--- GIVEN ENTRIES Enclosed Below ---

PR #1042, opened 2026-08-17
BET-1043: fix(server): run the Codex oauth-auto callback detached and poll it via oauth-status

antoinedc:
Closes BET-1043 — Codex connect never completes.

## What & why

opencode's device flow is **two** calls: `POST /oauth/authorize` parks an
in-memory completion routine and returns a device URL/code; `POST
/oauth/callback` *runs* that routine. For the Codex headless (`oauth-auto`)
method the routine is a blocking poll of OpenAI's device-token endpoint that
writes the credential on approval. MantaUI only ever called `authorize`, so
nothing polled OpenAI, the credential was never written, and the card spun
until the (fake) 5-minute expiry.

## The change (all decisions per the issue)

1. **`opencode.mjs`** — `completeProviderOauth` now includes `code` in the
   body only when it is a non-empty string, so the single function serves
   both `code`- and `auto`-mode with an unchanged signature/error vocabulary.
2. **`subscriptionProviders.mjs`** — one pure classifier
   `classifyOauthCallback(entry, now, limitMs)` + `OAUTH_CALLBACK_LIMIT_MS`
   (5 min). Exhaustive rules incl. the not-expired boundary
   (`now - startedAt > limitMs`).
3. **`rpc.mjs`** — on `shape === "oauth-auto"` in `start`, fires the callback
   DETACHED (`startOauthCallback`; never rejects) with `{method}` only; new
   `oauth-status` action classifies the in-flight entry and deletes it on a
   terminal state.
4. **`types.ts`** — `oauth-status` request + result added to the existing
   union; `oauth-auto` doc corrected (it said "paste-back device flow").
5. **`chatUtils.ts`** — `deviceAuthErrorMessage(error)` maps
   `expired`/`not_started`/other to user copy.
6. **`ConnectProvider.tsx`** — the `waiting` poll now reads `oauth-status`
   instead of `GET /provider` `connected[]` (opencode only computes that set
   at startup, so it could never flip mid-wait). The `isPollExpired`/
   `DEVICE_POLL_LIMIT_MS` deadline check and the hardcoded expiry string were
   **deleted** — expiry is now owned by the server alone (one deadline, one
   place) and `oauth-status` reports `error: "expired"` truthfully. The
   `applying` restart + 30s `connected[]` poll is untouched.

Out of scope (per issue §8): no changes to the `oauth-code` paste-back path,
no abort/cancel, no `ocFetch` timeout, no new UI/components/channel.

## Files changed (10)

[...]

PR #1044, opened 2026-08-17
BET-1044: fix(push): desktop presence from system idle + lock; defer mobile instead of a flat 90s escalation

antoinedc:
## BET-1044 — Push routing: presence from system idle + lock, deferred mobile delivery, and two duplicate-push fixes

One PR because all three tasks touch `src/server/push.mjs`. Three commits, one per task.

### Task 1 — presence from system idle + screen lock; deferred mobile delivery

- **`src/main/desktopPresence.ts`** now reports raw observations (`idleSeconds`, `lockedSeconds`) every 30s, unconditionally, forever while the app runs. Removed: the local active/idle classification, window-focus input, `visible` on the wire, and the edge-triggered reporting. Lock/suspend → record + heartbeat; unlock/resume → clear + heartbeat. All policy moved to the server.
- **`src/server/push.mjs`**: `computeAwayAt` merges the idle (10 min) and lock (5 min) thresholds into ONE away instant (a `min()`, not two timers); `desktopState` yields present/away/gone. The old `shouldSuppressForDesktop` + grace window + flat 90s escalation timers are gone, replaced by a parked `_deferredMobile` list + a 30s `flushDeferredMobile` / `startDeferredMobilePoller`. Routing matrix: present → desktop now + defer mobile; away → desktop now + mobile now; gone → mobile only. A lower idleSeconds heartbeat (user came back) cancels parked deliveries; a session resuming / ask answered cancels by session; a same-tag re-notify supersedes.
- **`src/server/index.mjs`**: passes `idleSeconds`/`lockedSeconds` through on `/push/desktop-presence`, logs `[push] desktop-presence idle=…s locked=…`, starts the new poller.
- Docs: `AGENTS.md` "Web Push notifications" section + `docs/manta-tools-notify.md` updated (why focus is not an input; why the two thresholds are one calculation).

### Task 2 — APNs device tokens deduped case-insensitively

`addApnsToken` lowercases at the single registration chokepoint; `removeApnsToken` lowercases its argument; `sendApnsFanout` self-heals a poisoned store by collapsing case-equal entries (same block as the invalid-token self-heal). One phone ⇒ one entry ⇒ one delivery.

### Task 3 — one notification per event, not per stream

Lifted the dedup logic from `streamInterp.mjs` into a shared `createSeenIdFilter` (`src/server/seenIds.mjs`); `streamInterp.mjs` uses the shared filter (its tests pass unchanged), and `firePush` drops an event whose id it has already seen (guarded to non-empty string ids), so a `session.error` notifies once.

## Files changed

`8` files. `git diff --stat`:

```
 AGENTS.md                   | 147 +++++++-------
 docs/manta-tools-notify.md  | 128 ++++++------
 src/main/desktopPresence.ts | 157 +++++++--------
 src/server/index.mjs        |  28 ++-
 src/server/push.mjs         | 325 +++++++++++++++----------------
 src/server/push.test.mjs    | 462 +++++++++++++++++++++++++++++++++++++-------
 src/server/seenIds.mjs      |  39 ++++
 src/server/streamInterp.mjs |  23 +--
```

Both `src/main/desktopPresence.ts` and `src/server/push.mjs` are NET SMALLER than `main`. No occurrence of `DESKTOP_GRACE_MS`, `ESCALATE_MS`, `shouldSuppressForDesktop`, or `anyWindowFocused` remains anywhere in the repo.

## Verification results

- PR branch (`multica/BET-1044-push-presence` @ `b1c716a8`):
  - typecheck: exit `0`. Errors: none. log sha256: `6e5e641a9769bff9efa7c143ea24b33d6df06880966801044d15cdcc72444d69`
  - test: exit `0`, `2211` pass / `0` fail / `0` skip. Failures: none. log sha256: `1d04f5e86e4d87f9224ab540fb27985a9dcf8abdf23b309536ae637866f38e44`
- Base: `main` @ `f9f2ef14` (origin/main has since advanced to `80963642` — the intervening PRs #1042/#1043 touch only mobile/native + renderer provider/opencode/rpc files, none overlapping this PR's changed files, so no conflict).
- Conclusion: `0` new test failures.

Logs cached at `/tmp/tc-pr.log` and `/tmp/t-pr.log` for spot-check.

## Follow-up shipped

None — all three tasks are contained in this PR. (The retired-but-not-asserted `notifTier`/blocking branch are left as-is per the issue: "the user has confirmed it is correct.")

### DIFF
--- a/AGENTS.md
+++ b/AGENTS.md
@@ -556,71 +556,71 @@ re-titles work — the session title is first-name-only and never updates).
 
 ## Web Push notifications (`src/server/push.mjs`)
 
-Mobile PWA gets Web Push (VAPID) for events it can't otherwise see when
-backgrounded: `permission.asked`, `question.asked`, `session.error` (always),
-and `session.idle` → "done" (only if the session was busy AND not being
-watched). The **server** decides whether to surface a push (iOS revokes the
-subscription if a delivered push shows no notification), so suppression logic
-lives in `classifyPushEvent` / `firePush`, not the service worker
-(`src/renderer/public/sw.js` → copied to `mobile/www/sw.js` by `build:mobile`).
+Mobile gets native push (APNs via the gateway) for events it can't otherwise
+see when backgrounded: `permission.asked`, `question.asked`, `session.error`
+(always), and `session.idle` → "done" (only if the session was busy AND not
+being watched). The **server** decides whether to surface a notification, so
+suppression logic lives in `classifyPushEvent` / `firePush`.
 
 - **EVERY notification title is the session's `workspace / session-name`**
   (tmux session / window name), resolved by `firePush` via
   `buildSessionLabel(projects, sid)` over `tmux.listProjects()`. The lookup
   runs for the four notifying types only (`permission.asked`, `question.asked`,
-  `session.error`, `session.idle`) — never for the streaming-event firehose —
-  so we don't pay a tmux query per event. The kind-specific context moves to
-  the BODY (e.g. `Permission needed — …`, `Error — <msg>`, `<header> — <q>`),
-  and each kind falls back to its old descriptive title (`Claude is done`,
-  `Claude hit an error`, …) when the session isn't found in tmux. `classify
-  PushEvent`'s `titleOr(fallback)` helper centralizes this. The "from MantaUI"
-  subtitle under the notification is **iOS injecting the PWA name** — not in
-  our payload, not removable via the Push API.
+  `session.error`, `session.idle`) — never for the streaming-event firehose.
+  The kind-specific context moves to the BODY, and each kind falls back to its
+  old descriptive title when the session isn't found in tmux.
 
-- **Multi-device suppression (Discord rule: active on desktop ⇒ no mobile
-  push).** The desktop Electron app POSTs `/push/desktop-presence {visible}`
-  direct HTTPS to manta-server (`<serverUrl>/push/desktop-presence` with
-  `Authorization: Bearer <boxToken>`). No SSH forward — the server IS the box.
-  Implementation in `src/main/desktopPresence.ts` (`startDesktopPresence`,
-  `sendHeartbeatHttp`).
-  - **ACTIVE = window focused AND recent input — NOT focus alone.**
-    `desktopPresence.ts` gates `visible:true` on
-    `powerMonitor.getSystemIdleTime() < IDLE_ACTIVE_THRESHOLD_S` (30s) in
-    addition to window focus. This is THE fix for "no mobile pushes ever":
-    picking up your phone does **not** blur the desktop window (macOS only
-    fires `browser-window-blur` when another *Mac* app takes focus), so a
-    focus-only signal reports `visible:true` forever and permanently mutes
-    mobile. Idle-gating mirrors Slack/Discord "away" detection. A 10s poll
-    re-evaluates + heartbeats; blur/lock/suspend force an immediate
-    `visible:false`. **Do NOT regress to focus-only presence.**
-  - The server tracks `_desktop = {visible, lastSeen, lastActive}` and ONLY
-    the "done" push is gated by `shouldSuppressForDesktop(desktop, now)`
-    (pure, tested): suppress if desktop is currently `visible`, OR was visible
-    within `DESKTOP_GRACE_MS` (30s) — a quick window-switch shouldn't buzz the
-    phone — but NOT if `lastSeen` is stale past `DESKTOP_PRESENCE_TTL_MS`
-    (60s), so a crashed/asleep/idle desktop can't mute mobile forever.
-  - permission/question/error pushes are blocking and fire on every device
-    regardless (mirrors Slack/Discord still escalating mentions/DMs). Presence
-    is best-effort: if the mobile server is down or the forward isn't up, the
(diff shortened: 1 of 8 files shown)


antoinedc:
## BET-1044 review — PASS (0 Blocks, 0 Questions, 3 nits)

Reviewed against the issue's acceptance criteria, not the implementer's summary. Re-verified every item independently.

### Mechanics
- **Base freshness**: branched `f9f2ef14` vs `origin/main` `8096364` (stale). `git diff --stat origin/main...HEAD` shows only the 8 in-scope files — no phantom deletions, so no stale-base Block. Diff is clean against fresh main.
- **`npm run typecheck`**: exit 0.
- **`npm test`**: **2211 pass / 0 fail** (70 suites) — matches the implementer's reported result exactly. Includes the streamInterp tests (unchanged) proving the Task 3 lift was faithful.
- **Net smaller**: `desktopPresence.ts` 157 → 150; `push.mjs` 979 → 976. Net deletion confirmed.
- **Grep**: no `DESKTOP_GRACE_MS`, `ESCALATE_MS`, `shouldSuppressForDesktop`, `anyWindowFocused`, `isDesktopActive`, or `IDLE_ACTIVE_THRESHOLD_S` anywhere at HEAD (incl. tests/docs).
- **Duplication (anti-spaghetti)**: 2 clones — test-fixture scaffolding in `push.test.mjs` and a pre-existing block inside `streamInterp.mjs`. Neither is business logic this PR introduced; no action.

### Acceptance criteria (each item checked)
- **Task 1a** — `desktopPresence.ts` reports raw `idleSeconds`/`lockedSeconds` every 30s unconditionally; `visible` removed from the wire; focus inputs + edge-triggered reporting + `reportInactiveNow` + the final quit-report all deleted; `sendHeartbeatHttp`/path/Bearer kept. `lock-screen`/`suspend` set `lockedAt`+immediate report; `unlock`/`resume` clear+report; idle backend throw → `idleSeconds: 0`. ✅
- **Task 1b** — `computeAwayAt` = single `min()` of idle/lock candidates (one instant, not two timers); `desktopState` → present/away/gone with `PRESENCE_TTL_MS` 90s. Constants `IDLE_AWAY_MS`/`LOCK_AWAY_MS`/`PRESENCE_TTL_MS` with the specified comments. `setDesktopPresence` coerces defensively, cancels deferred on a lower idle (skipping first beat / `lastSeen===0`). ✅
- **Task 1c** — `_escalations`/timers replaced by `_deferredMobile` Map + `flushDeferredMobile` + `startDeferredMobilePoller` (in-flight guard + `unref`, started in `index.mjs`). Cancellations (`cancelAllDeferredMobile`, `cancelDeferredMobileForSession`) wired to every retained `firePush` hook. **Invariant — phone ≤ one delivery per notification — holds and is regression-tested.** ✅
- **Task 1d** — `routeNotification` keeps signature/returns `{desktop, mobileNow, deferMobile}`; blocking tier unchanged (both devices now, mobile suppressed only when foregrounded on that session); informational tier matches the specified table exactly. Version skew deliberately unhandled (no shim). ✅
- **Task 1e** — `index.mjs` passes `idleSeconds`/`lockedSeconds` through, logs `idle=…s locked=…`, starts the poller. Fault-tolerant `[push] route` line retained. ✅
- **Task 1f** — `shouldSuppressForDesktop` tests deleted; the full specified matrix covered: `computeAwayAt` (incl. the locked-at-2-min-report scenario and never-negative), `desktopState`, `setDesktopPresence` cancel semantics, `routeNotification` table + blocking rows, and `flushDeferredMobile` (away/gone/stale-30min/cancel-by-session/replaces-not-stacks). Explicit **regression test**: deliverable deferred flush → exactly ONE `sendPush`, second flush sends nothing. ✅
- **Task 2** — token lowercased at the single `addApnsToken` chokepoint; `removeApnsToken` lowercases its arg; `sendApnsFanout` self-heals a poisoned store (collapses case-equal entries in the same prune block as invalid tokens). Tests: upper-then-lower → one entry; opposite-case remove; mixed-case fanout → single delivery. Verified the collapse trace collapses to one surviving token. ✅
- **Task 3** — `createSeenIdFilter` lifted verbatim into shared `seenIds.mjs`; `streamInterp.mjs` uses it (tests pass unchanged); `firePush` drops seen ids as first statement in the `try`, guarded to non-empty strings so id-less events are never swallowed. Tests: same event twice → one; different ids → two; no id → not dropped. ✅
- **Docs** — `AGENTS.md` "Web Push notifications" section and `docs/manta-tools-notify.md` routing matrix both rewritten: why focus is not an input, and why the two thresholds are one calculation (min), not two timers. ✅

1. `startDeferredMobilePoller({ intervalMs = 30_000 })` takes an option it's never called with — harmless, fine to leave.
2. The `sendApnsFanout` self-heal now re-lowercases every surviving token for the deliver set (survivors are stored lowercase), so a send always transports the lowercase spelling even when the store had a mixed-case unique token. Correct and intended (case-insensitive), just noting the side effect.
3. `[push] desktop-presence` log prints `body?.lockedSeconds ?? "-"` — reads fine; no concern.

### Verdict
Faithful to the spec, all three tasks complete, all acceptance criteria independently verified, build + full suite green, both files net-smaller, no forbidden symbols, docs consistent. **PASS — routing to `manta-pm` for merge.**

--- End of Enclosed GIVEN ENTRIES ---

- **WORK ORDER**:
Repeat, exactly as they stand above, the lines from the line with "deletes it on a" to the line with "to user copy.", both lines included.

- **EXERCISE SOLUTION**:
   `oauth-status` action classifies the in-flight entry and deletes it on a
   terminal state.
4. **`types.ts`** — `oauth-status` request + result added to the existing
   union; `oauth-auto` doc corrected (it said "paste-back device flow").
5. **`chatUtils.ts`** — `deviceAuthErrorMessage(error)` maps
   `expired`/`not_started`/other to user copy.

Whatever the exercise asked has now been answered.